Mac Isaac, the laptop repairman with whom Hunter Biden apparently left a laptop, has sued Twitter. His complaint is not that Twitter locked the New York Post account of the contents of the laptop's hard drive. It is that their explanation for locking it was the claim that the account was in violation of Twitter's hacked material rules, and that Twitter, in explaining that policy, defines a hack as
an intrusion or access of a computer, network, or electronic device that was unauthorized or exceeded authorized access.
By Isaac's account of what happened, his access to a laptop that had been dropped off at his shop for repair and then abandoned was authorized, hence not a hack. It followed that Twitter was making false statements which, according to Isaac, have had large negative effects on him. On the face of it, it looks like a legitimate case.
What made the story of particular interest to me was that Isaac is doing something I had thought about doing, decided not to do, and suggested to a law firm that they might do in similar cases — with regard to Facebook, not Twitter.
About a year ago, I discovered that Facebook was blocking all links to my web page. Anyone who attempted to put up such a link got a message saying that the page violated Facebook's community standards. I went through the procedures on Facebook to object, never got any response. Eventually they stopped blocking it, still with no explanation.
Facebook is a private firm, and as such has a legal right to decide what messages they will or will not publish. They do not have a legal right to defame me, which, assuming that nothing on my page actually violated their community standards, they were doing. The problem had been solved when they stopped blocking the page, and in any case was never a large enough problem to justify the trouble of a court case. But it occurred to me that it might justify a class action by someone else, so I emailed a law firm that seemed appropriate with the suggestion.
Mac Isaac, or his attorney, apparently had the same idea in a much larger case, and has now acted on it. I wish him well.
Reading about the Isaac/twitter and your cases, it seems that such kind of lawsuit will only make the platforms provide less information about why something is being blocked.
For example, in Isaac/twitter case, if it was already less detailed, like with a boilerplate "it violates the community standards," it wouldn't be possible (or it would be much harder) to defend against it and provide the details necessary to show that it was not an illegal access.

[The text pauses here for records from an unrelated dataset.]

PR #987, opened 2021-10-07
Upgrade to Mutiny 1.1.1

jponge:


DavideD:
Thanks a lot.

Please, make sure that there is an issue before merging this next time. I'd like user to know that there is a change in the library in case somebody wants to see what's new in a via the issue tracker (even if it's a micro).

PR #1217, opened 2022-02-25
Refactor UriPoolConfiguration

DavideD:
We use this class to test that we can override how we
get the connection options.

But now we don't need to update it every time we add
a new database.

### DIFF
--- a/hibernate-reactive-core/src/test/java/org/hibernate/reactive/UriPoolConfiguration.java
+++ b/hibernate-reactive-core/src/test/java/org/hibernate/reactive/UriPoolConfiguration.java
@@ -5,19 +5,12 @@
  */
 package org.hibernate.reactive;
 
-import io.vertx.db2client.DB2ConnectOptions;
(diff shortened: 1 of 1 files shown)


hibernate-reactive-core/src/test/java/org/hibernate/reactive/UriPoolConfiguration.java
```diff
@@ -27,21 +20,6 @@ public PoolOptions poolOptions() {
...
-			case "db2":
-				return DB2ConnectOptions.fromUri( uri.toString() );
-			case "sqlserver":
-				return MSSQLConnectOptions.fromUri( uri.toString() );
-			case "oracle":
-				return OracleConnectOptions.fromUri( uri.toString() );
-			default:
-				throw new IllegalArgumentException( "Database not recognized: " + dbType() );
-		}
+		return SqlConnectOptions.fromUri( uri.toString() );
```
gavinking, line 23: Nice.

PR #1219, opened 2022-02-25
Jakarta EE version

Sanne:
N.B. Draft

This is not exactly how I envision we'll migrate to Jakarta EE; I'd actually aim to have these changes produced automatically by transforming the build during the release, like we did for Hibernate ORM core.

But I needed a prototype, sharing it here as it might be interesting for all to have a look. It compiles, but untested as it seems docker doesn't work today :)

Also worth noting: the first commit [bf93df4](https://github.com/hibernate/hibernate-reactive/pull/1219/commits/bf93df46140c29b5090329c0a73538a7e96c9f5a) includes only changes automatically generated by Eclipse Transformer.


DavideD:
Are you sure is docker the issue? It seems something is not quite right with the configuration of the persistence.xml we use in the examples and [the configuration of the cache](https://github.com/hibernate/hibernate-reactive/runs/5340317132?check_suite_focus=true#step:5:390) we use in CacheTest.

Sanne:
I had two mistakes:
 - a whitespace issue in the xmlns header of the example `persistence.xml` files
 - forgot to rename our provider service ([4874ee0](https://github.com/hibernate/hibernate-reactive/pull/1219/commits/4874ee016f70134356f42ed71e6f39c4a1922e83))

Should work better now

Sanne:
And yeah docker is still not working on my laptop - not sure why. Working on the other machine now.

Issue #333, opened 2020-08-27
simplify pool creation for Vert.x client 3.9.2


gavinking:
@aguibert did some work to automate the selection of the database driver when creating a `Pool`. Currently we still have a legacy workaround for 3.9.1. We need to clean that up.

gavinking:
https://github.com/eclipse-vertx/vertx-sql-client/issues/616

gavinking:
Hrrrrm. @aguibert I was looking at this fragment of code:

```java
		catch (ServiceConfigurationError e) {
			// Backup option if multiple drivers are on the classpath.
			// We will be able to remove this once Vertx 3.9.2 is available
			return findDriver( uri, e ).createPool( vertx, connectOptions, poolOptions );
		}
```

It seems to imply that we should now be able to delete the `findDriver()` method.

But actually it doesn't seem to be the case. On 3.9.2, it seems that the fallback stuff is still needed.

Can you clarify, please?

gavinking:
Hrrrrm, I've just noticed that `DB2ConnectOptions`, `MySQLConnectOptions`, and `PgConnectOptions` all have a `fromUri()` method which parses a connection string.

I wonder if it would be better to use these connection strings that the JDBC URLs we've been using up to now.

It would be ideal if Vert.x offered a `SqlConnectionOptions.forUri(String)` method, but even without that we could iterate over the loaded `Driver`s and find one which accepts the given connection string.

WDYT @aguibert @DavideD @Sanne?

gavinking:
> I wonder if it would be better to use these connection strings than the JDBC URLs we've been using up to now.

I've actually demonstrated what that would look like, via the new `SqlClientPoolConfiguration` (which I added for a different reason).

https://github.com/hibernate/hibernate-reactive/blob/42937a41097a0e974c06d134f956488df7a4fecc/hibernate-reactive-core/src/test/java/org/hibernate/reactive/UriPoolConfiguration.java

gavinking:
I need https://github.com/eclipse-vertx/vertx-sql-client/issues/767 to make progress on this.

DavideD:
@gavinking Do you plan to work on this? Otherwise I think @blafond can start to have a first look

gavinking:
Nah, I tried a while ago and I didn't have what I needed, but perhaps we do now with the new stuff in latest Vert.x.

gavinking:
I mean to say no I'm not working on it :)

DavideD:
[...]

PR #1221, opened 2022-02-28
Only accept Vert.x style url

DavideD:
See #333


gavinking:
Not sure this is the kind of thing we should do in a point release.

DavideD:
Yes, I'm not sure either. But I wanted to see the impact on the code base.

Issue #1108, opened 2022-01-04
A way to pass SSL mode to the Vertx pgClient


guy1699:
Today there is no way to pass SSL mode by property or URL param when using Postgres.
Correct me if I'm wrong, the only client available is Vertx and it is using `io.vertx.pgclient.PgConnectOptions`.

The constructor of PgConnectOptions does not inherit the SSL mode from the SqlConnectOptions which Hibernate sends.
https://github.com/eclipse-vertx/vertx-sql-client/blob/352e8da205598ffd9730ef36891dbc28ff544e53/vertx-pg-client/src/main/java/io/vertx/pgclient/PgConnectOptions.java#L139

The DefaultSqlConnectOptions also does not seem to have an option for SSL to be configured, is that correct?

blafond:
@guy1699  I'm working on #1059 with the intent on capturing all valid properties on a URL, including for PostgreSQL. Vertx sql clients provide db-specific URL parsing ( see [PgConnectionUriParser](https://github.com/eclipse-vertx/vertx-sql-client/blob/352e8da205598ffd9730ef36891dbc28ff544e53/vertx-pg-client/src/main/java/io/vertx/pgclient/impl/PgConnectionUriParser.java#L185) ).

By leveraging vertx (and tweaking their parsers for general properties) we'll should have what you need.

blafond:
Thx for the input. I think my fix will require a tweak to Vertx SQL client parsers. Created issue:  [#1115](https://github.com/eclipse-vertx/vertx-sql-client/issues/1115)

DavideD:
Isn't this a Vert.x issue?

In Hibernate Reactive we allow passing a custom configuration using `hibernate.vertx.pool.configuration_class` (like you have already did) or, for other advance use cases, pass a cusomt pool using `hibernate.vertx.pool.class` ([it's not described in the documentation yet though](https://github.com/hibernate/hibernate-reactive/issues/1112)).

@blafond Is there anything we need to do on the Hibernate Reactive front? Or this is going to be solved by https://github.com/hibernate/hibernate-reactive/issues/1059?

guy1699:
@DavideD, can you describe how to use a custom pool with `hibernate.vertx.pool.class` ?
Is this different than what I did?

DavideD:
It's different because you would have to implement `ReactiveConnectionPool` instead. What you have done seems fine.

DavideD:
[...]

PR #1225, opened 2022-03-09
Include connection parameters during the creation of SqlConnectOptions

### LINKED ISSUE #864: Pass the parameters in the url as properties when the connection is created
Each Vert.x Driver accept different additional parameter keys in the URL.
For example, in [PostgreSQL](https://vertx.io/docs/vertx-pg-client/java/#_connection_uri):
```
host
hostaddr
port
user
password
dbname
sslmode
properties including(application_name, fallback_application_name, search_path)
```

I think that when we create the `SqlClientOptions` in [DefaultSqlClientPoolConfiguration](https://github.com/hibernate/hibernate-reactive/blob/26e0aef99edaef45f29b3ee985dbe976b4e72b73/hibernate-reactive-core/src/main/java/org/hibernate/reactive/pool/impl/DefaultSqlClientPoolConfiguration.java#L151) we don't keep track of them.

We should test this.

### LINKED ISSUE #1059: Test SqlConnectOptions creation from URL
See [JdbcUrlParserTest](https://github.com/hibernate/hibernate-reactive/blob/main/hibernate-reactive-core/src/test/java/org/hibernate/reactive/configuration/JdbcUrlParserTest.java#L43)

We have a simple test for Postgres but the logic changes a lot based on the database selected.
We should make sure to test that we create the right `SqlConnectOptions` for each database.

This is the method that creates the SqlConnectOptions object: https://github.com/hibernate/hibernate-reactive/blob/cd8d50c851a2a3a528e77555c214fca20693a7a8/hibernate-reactive-core/src/main/java/org/hibernate/reactive/pool/impl/DefaultSqlClientPoolConfiguration.java#L92

Relates to #864

DavideD:
Fix #1059 
Fix #864
and maybe also #1108

### DIFF
--- a/hibernate-reactive-core/src/main/java/org/hibernate/reactive/pool/impl/DefaultSqlClientPoolConfiguration.java
+++ b/hibernate-reactive-core/src/main/java/org/hibernate/reactive/pool/impl/DefaultSqlClientPoolConfiguration.java
@@ -7,6 +7,7 @@ package org.hibernate.reactive.pool.impl;
 
 import java.lang.invoke.MethodHandles;
 import java.net.URI;
+import java.util.HashMap;
 import java.util.Map;
 import java.util.concurrent.TimeUnit;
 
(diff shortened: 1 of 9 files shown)


DavideD:
I want to change something before merging this

PR #1226, opened 2022-03-10
 Include connection parameters during the creation of SqlConnectOptions #1225 

### LINKED ISSUE #864: Pass the parameters in the url as properties when the connection is created

### LINKED ISSUE #1059: Test SqlConnectOptions creation from URL

DavideD:
Fix #1059
Fix #864 

It now also uses the right default port for CockroachDB if none is defined

### DIFF
--- a/hibernate-reactive-core/src/main/java/org/hibernate/reactive/pool/impl/DefaultSqlClientPool.java
+++ b/hibernate-reactive-core/src/main/java/org/hibernate/reactive/pool/impl/DefaultSqlClientPool.java
@@ -216,7 +216,7 @@ public class DefaultSqlClientPool extends SqlClientPool
 	 * @return the disambiguated {@link Driver}
 	 */
 	private Driver findDriver(URI uri, ServiceConfigurationError originalError) {
-		String scheme = uri.getScheme(); // "postgresql", "mysql", "db2", etc
+		String scheme = scheme( uri );
 		for ( Driver d : ServiceLoader.load( Driver.class ) ) {
 			String driverName = d.getClass().getCanonicalName();
 			LOG.detectedDriver( driverName );
@@ -224,7 +224,14 @@ public class DefaultSqlClientPool extends SqlClientPool
 				return d;
 			}
 		}
-		throw new ConfigurationException( "No suitable drivers found for URI scheme: " + uri.getScheme(), originalError );
+		throw new ConfigurationException( "No suitable drivers found for URI scheme: " + scheme, originalError );
+	}
+
+	private String scheme(URI uri) {
+		// For CockroachDB we use the same driver we sue for Postgres
+		return uri.getScheme().toLowerCase().startsWith( "cockroach" )
+				? "postgresql"
+				: uri.getScheme();
 	}
 
 	private boolean matchesScheme(String driverName, String scheme) {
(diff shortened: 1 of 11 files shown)


pendula95:
@DavideD 
I run on unexpected behavior while trying to make @ColumnTransformer that uses function pgp_sym_encrypt from added extension `pgcrypto`
I expected that correct search_path was propagated from hibernate.default_schema but looks like this is not the case.
Schema for this function is not propagated and it fails to find it as search_path is always wrong and not respecting the configuration param.
After checking with vertx pg client I see that it has a correct param search_path that can be set via params or via url.
So I try to do this buy specifying ?search_path on the end of my jdbc url. This does not work also and the  query I used to debug before `show search_path` again gives wrong value.
Then I checked how hibernate handles custom params and I see this really strange line that will check additional params only if username and password are null. 
https://github.com/hibernate/hibernate-reactive/blob/f17e8a1e80c70329baaf3d98fc7f229bf68b02e7/hibernate-reactive-core/src/main/java/org/hibernate/reactive/pool/impl/DefaultSqlClientPoolConfiguration.java#L111-L117

Because I use hybrid approach where only host information is passed via jdbcurl and username/password/schema are passed via property values this additional values like search_path are totally ignored.

So from here I think there are 2 issues:

1) `hibernate.default_schema` is not propagated and used with fucntions that need to be looked up in correct schema.
2) Additional connection params are ignored when username and password are passed as properties.

After tweaking my tests that so that username is passed via param, password via url, rest of the params like (search_path) are respected and my @ColumnTransformer works as expected and this function is found.

In order to reproduce the issue:
create pg database
delete public schema
create some other schema
CREATE EXTENSION pgcrypto
try to use any of  pgcrypto functions

I have simple reproducers for all but just by looking at the code for parsing of params the issue 2) is simple to fix and reproduce.
Issue 1 I have not looked at code base so I am not sure If I am even right if schema should be propagated to search_path but I can open up another thread for this.

PR #1249, opened 2022-03-21
[DON'T MERGE] Testing publishing the docs on hibernate.org/staging

DavideD:
I was sure I've tested it but something doesn't work and the release fail.


DavideD:
I will create a temporary tag upstream. Sorry for the noise

PR #1251, opened 2022-03-22
Restore correct configuration for UTCTest

DavideD:
When I refactor the code I've delete the configuration without noticing that it sets some properties.
The test didn't fail for me because the time zone matches, I guess


blafond (commented):
works

PR #1255, opened 2022-03-29
Move to oracle-actions/setup-java to install newer JDKs

yrodiere:
See https://inside.java/2022/03/11/setup-java/

Major gain: we won't need to update the download links anymore :)


DavideD:
Awesome! Thanks

Issue #1235, opened 2022-03-15
Specify the repository where to download the docker images


DavideD:
Docker doesn't always use docker hub as the default repository. 
If the configuration contains multiple repositories, the build with reactive will fail because we use the short name of the image.

This issue is about specifying the long name of the image, for example:
```
docker.io/mariadb:10.7.1
```
Progress:
- [X] MariaDB
- [X] Oracle
- [X] MS SQL Server (Not necessary...probably)
- [X] MySQL
- [X] CockroachDB
- [X] PostgreSQL
- [X] Db2

DavideD:
@Sanne how come mariadb was the only one causing problems? It's because you already had the other images locally?

Sanne:
Yes. It's the only one that  (I didn't have locally) AND (can be fetched from multiple sources)

Sanne:
N.B. it needs to be `docker.io/mariadb:10.7.1` and not `docker.io/library/mariadb:10.7.1`. I had fixed the description but it seems you reverted it.

DavideD:
Fixed back

DavideD:
Fixed, thanks!

PR #1259, opened 2022-04-08
specified default repository for docker image downloads in test DB's

blafond:
see #1235 

Tweaked remaining test DB containers to default to `docker.io/` prefix

### DIFF
--- a/hibernate-reactive-core/src/test/java/org/hibernate/reactive/containers/CockroachDBDatabase.java
+++ b/hibernate-reactive-core/src/test/java/org/hibernate/reactive/containers/CockroachDBDatabase.java
@@ -9,6 +9,7 @@ import org.hibernate.HibernateException;
 
 import org.testcontainers.containers.CockroachContainer;
 import org.testcontainers.containers.Container;
+import org.testcontainers.utility.DockerImageName;
 
 import static org.testcontainers.shaded.org.apache.commons.lang.StringUtils.isNotBlank;
 
@@ -16,7 +17,8 @@ class CockroachDBDatabase extends PostgreSQLDatabase {
 
 	public static CockroachDBDatabase INSTANCE = new CockroachDBDatabase();
 
-	public final static String IMAGE_NAME = "cockroachdb/cockroach:v21.2.4";
+	public static final String IMAGE_NAME = "cockroachdb/cockroach";
+	public static final String IMAGE_VERSION = ":v21.2.4";
 
 	/**
 	 * Holds configuration for the CockroachDB database container. If the build is run with <code>-Pdocker</code> then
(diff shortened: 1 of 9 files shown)


DavideD:
It seems it doesn't work for Sql Server. Maybe it's not needed in that case because the docker image is already `mcr.microsoft.com/mssql/server:2019-latest`.

blafond:
Locally, I removed the docker image and re-ran the build with the CI's command and it passed.

What's different about the CI build/environment?

DavideD:
Did you run the build with sql server?

blafond:
`./gradlew clean build -PshowStandardOutput -Pdocker -Pdb=MSSQLServer`

hibernate-reactive-core/src/test/java/org/hibernate/reactive/containers/CockroachDBDatabase.java
```diff
@@ -25,7 +26,8 @@
 	 * TIP: To reuse the same containers across multiple runs, set `testcontainers.reuse.enable=true` in a file located
 	 * at `$HOME/.testcontainers.properties` (create the file if it does not exist).
 	 */
-	public static final CockroachContainer cockroachDb = new CockroachContainer( IMAGE_NAME )
+	public static final CockroachContainer cockroachDb = new CockroachContainer(
+			DockerImageName.parse( IMAGE_NAME ).asCompatibleSubstituteFor( "cockroachdb/cockroach:v21.2.4" ) )
```
DavideD, line 30: Could you use constant? So that we don't have to change the image and version in multiple different places?
Something like:
```
String DOCKER_REPOSITORY = "docker.io/";
public static final CockroachContainer cockroachDb = new CockroachContainer(DockerImageName.parse( DOCKER_REPOSITORY + IMAGE_NAME ).asCompatibleSubstituteFor( IMAGE_NAME  ) )
```

Maybe we can move `DOCKER_REPOSITORY` in `TestableDatabase`.

DavideD: Also, here you are keeping the version in the parameter for `asCompatibleSubstituteFor`. You are not replicating it for the other dbs. What's the difference?

DavideD (changes requested):
I've relaunched the build to see if the problem was caused by CI not downloading the image (it happens sometimes).

But I left a couple of additional comments

hibernate-reactive-core/src/test/java/org/hibernate/reactive/containers/CockroachDBDatabase.java
blafond: Added docker.io constant and re-worked the image name check for each db except for SQL Server which doesn't work with docker.io prefix.

DavideD:
Merged but I've updated the commit message.
Thanks!

PR #1260, opened 2022-04-11
1.1 jakarta

DavideD:
Draft because I this is going to be a separate branch.
@Sanne, I've noticed [you have changed the configuration in the example](https://github.com/hibernate/hibernate-reactive/commit/16051f66e03ca3c505d5650aade0abc9e5ae7030) so that the properties now have `jakarta.persistence.` as prefix (instead of `javax.persistence.`.

But the class `AvailableSettings` in Hibernate ORM still has all the configuration to `javax.persistence.`. Which one is the correct one? Do I need to update the documentation as well?


Sanne:
> I've noticed [you have changed the configuration in the example](https://github.com/hibernate/hibernate-reactive/commit/16051f66e03ca3c505d5650aade0abc9e5ae7030) so that the properties now have `jakarta.persistence.` as prefix

The purpose of the change was only to test that it would work when using jakarta based configurations - not necessarily to serve as an example.

> Do I need to update the documentation as well?

We don't need to change the configuration as long as the jakarta branch is an experiment.

Eventually we'll release something like "Hibernate Reactive 2.0" based on Jakarta and ORM 6 - at that point we'll need to update the documentation.

DavideD:
I've sent a new PR for a branch called `main-jakarta`: #1262

release/build.gradle
```diff
@@ -31,7 +31,7 @@ description = 'Release module'
 final String documentationDir = rootProject.project( 'documentation' ).buildDir
 
 // Relative path on the static website where the documentation is located
-final String docWebsiteRelativePath = "/reactive/documentation/${projectVersion.family}"
+final String docWebsiteRelativePath = "/reactive/documentation/${projectVersion.family}-jakarta"
```
Sanne, line 34: nice

PR #887, opened 2026-08-26
SF-40: Wire soil test kit consumer

TheCodingDad-TisonK:
## Summary
- Replaces hardcoded `return false` in `HandfulRead.readTestKit()` with a delegate-when-present call to ProStaffManager.hasSoilTestKit
- pcall-guarded, neutral-false when ProStaff absent -- no new dependency

## Test plan
- [ ] Load without ProStaffCoOp installed -- testKitActive should be false
- [ ] Load with ProStaffCoOp -- testKitActive should reflect the actual kit state

### DIFF
--- a/src/HandfulRead.lua
+++ b/src/HandfulRead.lua
@@ -148,11 +148,16 @@ local function readDiseaseKnown(ctx, soilSystem, field)
     return false, "field"
 end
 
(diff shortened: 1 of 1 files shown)


sasha-rf (approved):

PR #891, opened 2026-08-26
fix(880): defer and retry fresh-save field scan when fields load late

### LINKED ISSUE #880: Starting Spring mod: every field initializes to zero nutrients on first load
Delta South E2 (34:16): opening Delaplaine with the Starting Spring mod active, "every field was absolutely devoid of any kind of nutrient, right down to zero." A different save (Paoli, FSG group) with the same mod combination initialized fine, so the first-load seeding likely races mods that alter mission start date/time rather than failing deterministically.

Verification: fresh save with and without Starting Spring on the same map, compare SoilFieldInfo after first load. Interim workaround if confirmed: SoilVmReseed (with the caveat that it seeds from field averages plus noise).

TheCodingDad-TisonK:
## Fixes #880

Starting Spring (or any mod that alters the mission-start lifecycle) can make the
first field scan run while `g_fieldManager.fields` is still empty. `fieldData`
then stays empty and the post-load seeds loop over nothing, so every field reads
at zero on the maps.

**Fix:** `scanFields()` now arms a pending flag on every deferral, and a bounded
retry pump in `update()` re-runs the scan at 1 s cadence until the fields appear
or the ~20 s window closes, then replays the post-load seed steps (zone data +
GRLE + value maps) a normal fresh save would have had. The client path is
untouched: it returns done immediately and never arms pending.

New `deferred_scan_retry_spec_test.lua` at 17 assertions. Suite 3050 / 0 across
77 files, syntax and lint clean. Deployed for an in-game check (fresh save with
and without Starting Spring, compare `SoilFieldInfo` after first load); not yet
verified in a game session.


sasha-rf (approved):
Reviewed the full head diff.

One item: #880. Two commits, the fix and its ROADMAP/TODO entries.

The mechanism is real: scanFields() runs once in initialize(); if g_fieldManager.fields is still empty (mission-start lifecycle mods like Starting Spring), it used to return false and nothing ever re-scanned, so fieldData stayed empty and the post-load seeds looped over nothing - every field reads zero on the maps. The fix arms a pending flag on each deferral, adds a bounded retry pump in update() (1 s cadence, ~20 s window, then gives up to the lazy getOrCreateField path), and on a deferred success replays the post-load seed steps (zone data + GRLE + value maps). Client path untouched: on MP clients scanFields returns done immediately and never arms pending.

17 assertions in deferred_scan_retry_spec_test.lua covering the deferral, the pump cadence and give-up, the reseed on deferred success, and the client no-op. Suite 3050/0 across 77 files, syntax and lint clean. UTF-16 scan at head: clean. Base is development, one item. The remaining verification is the fresh-save in-game check (with/without Starting Spring), which is Tyson's to run.

Approving.

PR #894, opened 2026-08-27
Add Soil HUD hide/show toggle to the Control Center

TheCodingDad-TisonK:
MasterHUD owns the physical suite HUD keys, so SF_TOGGLE_HUD's native binding stays gated. This adds an SF_TOGGLE_HUD delegate to the Realistic Farming Control Center (calling SoilHUD:toggleVisibility directly, live Hide/Show caption), so a player can hide just the Soil HUD. Composes with MasterHUD's suite-wide # hide.


sasha-rf (approved):

PR #904, opened 2026-08-30
fix(maps): clamp addPaintStrip saturation band (SF-30)

TheCodingDad-TisonK:
**Extracts:** the SF-30 saturation-band clamp for `SoilValueMaps:addPaintStrip` from the contained #899 bundle.

**What it fixes:** `addPaintStrip` filtered out pixels that would overflow the raw range (protecting the no-data sentinel) but returned the full semantic delta as if the whole dose had landed. A large dose silently did nothing to already-stocked ground while the caller believed it applied. Now the pixels the add had to skip are clamped to the ceiling (positive delta) or the layer floor (negative delta), so the return value matches what actually landed.

**Leaves behind:** all other #899 work. No prescription/rate-control behavior, no Precision Pack, no keybindings, no console command, no playtest docs. This is a single, self-contained correction to the existing strip painter.

**Verification:** Lua 5.1 syntax gate passes; pre-commit lint clean; diff is one file, 29 insertions.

I would also expect that the violation in the ToS will expand even more to cover any kind of message, nullifying the chance of the company be condemned for libel/defamation.
And, then i'm not sure if anything will be gained, as we will lose the transparency and keep the same arbitrary rules in place.
The Magic Hunter Laptop suit doesn't have a snowball's chance of success, nor should it. Even among other standout-dumb defamation suits this year (Devin Nunes' Cow moves to be recognized), it it horribly thin. Anyone familiar with how this works should see this; if you're blessed with a life free of concern with legal details, you can ruin your run here:
I would have thought you'd be more supportive of free speech than this. But a lot of libertarians turn out to be closet-monarchists. (Wait, doe you believe this defames you?)
iA case being rejected for lack of jurisdiction says nothing about the merits of its claims. That's purely a question of the opinions of the commenters.
As an aside, the phrase "violates Facebook's community standards" gives the impression that the community somehow set the standards. Facebook is just enforcing the will of the people! However, isn't the intrusion of the word "community" in this phrase totally extraneous? Facebook set up standards for what can be posted and then referred to them as "community" standards.
The simplest solution for FB, supposing someone had sued along the lines I suggested, would be to replace the statement that the web page violates their community standards with the statement that it may violate their community standards and they had not yet had an opportunity to check. That, unlike what they did say, would presumably be true.